Di negara berkembang, kemiskinan dan kurangnya suplementasi fluor dapat juga
berkontribusi terhadap peningkatan resiko dari karies gigi pada anak terinfeksi HIV. Baik
erupsi yang tertunda maupun lebih cepat pada gigi permanen telah diamati pada beberapa
anak terinfeksi HIV. Erupsi yang lebih cepat dapat dihubungkan dengan penyakit dental dan
periodontal sebelumnya atau yang terjadi bersama-sama, tapi penyebab pasti dari erupsi yang

tertunda dari gigi tidak diketahui; keadaan gizi umum yang jelek pada beberapa anak-anak,
terutama jika ada malnutrisi, dapat menjadi kofaktor yang penting.
KESIMPULAN
Pemahaman tentang imunopatogenesis dari infeksi HIV menjadi prasyarat utama
untuk peningkatan secara rasional dari strategi terapi serta pengembangan imunoterapi dan
vaksin profilaksis. Pemahaman yang lebih baik dari manifestasi oral dari HIV/AIDS pada
dewasa maupun anak-anak mempunyai implikasi untuk seluruh pekerja perawatan kesehatan
gigi di dunia. Kita harus menganggap bahwa hampir tidak mungkin untuk mengenali jika
pasien memiliki, atau cenderung memiliki, infeksi HIV, dan pengetahuan ini harus tercermin
dari pemeliharaan dan pembaharuan berkelanjutan dari kebijakan kontrol infeksi di praktek
klinis. Untuk alasan itu, sangat penting menggabungkan perawatan kesehatan oral yang hatihati dan berkelanjutan sebagai bagian dari terapi orang-orang dengan HIV/AIDS.

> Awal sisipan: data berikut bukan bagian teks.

PR #136, opened 2019-04-24
Remove byebug and swap it with pry-byebug

cintamani:
byebug has a very similar interface as gdb, but byebug does not use the powerful Pry REPL.
binding.pry uses Pry, but lacks some of the byebug features.
[pry-byebug](https://github.com/deivid-rodriguez/pry-byebug) brings some capabilities byebug to binding.pry, so using that, will give you the most debugging powers.

Credits: https://docs.gitlab.com/ee/development/pry_debugging.html#byebug-vs-bindingpry

### DIFF
--- a/Gemfile.lock
+++ b/Gemfile.lock
@@ -66,6 +66,7 @@ GEM
       activesupport (>= 3.0.0)
       uniform_notifier (~> 1.11)
     byebug (11.0.1)
+    coderay (1.1.2)
     concurrent-ruby (1.1.5)
     crack (0.4.3)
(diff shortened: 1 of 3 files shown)


cintamani:
Sure :) I'll add more details

cintamani:
@Cruikshanks I was actually thinking that we might get all-the-power if we use https://github.com/deivid-rodriguez/pry-byebug WDYT?

Cruikshanks:
Go for it @cintamani !

cintamani:
@Cruikshanks ready for review :)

Pencegahan, diagnosis, terapi, dan kontrol dari manifestasi oral ini harus menjadi bagian dari
tujuan setiap pakar kesehatan gigi; pakar-pakar ini selanjutnya juga harus diberitahu tentang
hubungan antara penanda imunologis dan penampakan dari lesi oral. Faktor kunci dari respon
epidemik HIV/AIDS mencakup dukungan dari World Universal Public Health System,
ketentuan dari akses universal HAART, dan pengadaan proyek pengurangan kejahatan yang
secara politik dan finansial perlu dukungan dari pemerintah federal.